**Exercise:** Begin with the line in which "Piksi fault management." appears and end with the final line of the entries. Retype each one exactly and add nothing.
▼
Issue #210, opened 2020-02-09
Piksi fault management.


tanishqaggarwal:
There are three kinds of fault handling required for Piksi. All of the following errors should revert the satellite to standby if the satellite is currently in a fault-responsive state:
- If the Piksi has not sent data in a long time (Piksi's state is `dead`)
▲
**Your solution:**
Piksi fault management.


tanishqaggarwal:
There are three kinds of fault handling required for Piksi. All of the following errors should revert the satellite to standby if the satellite is currently in a fault-responsive state:
- If the Piksi has not sent data in a long time (Piksi's state is `dead`)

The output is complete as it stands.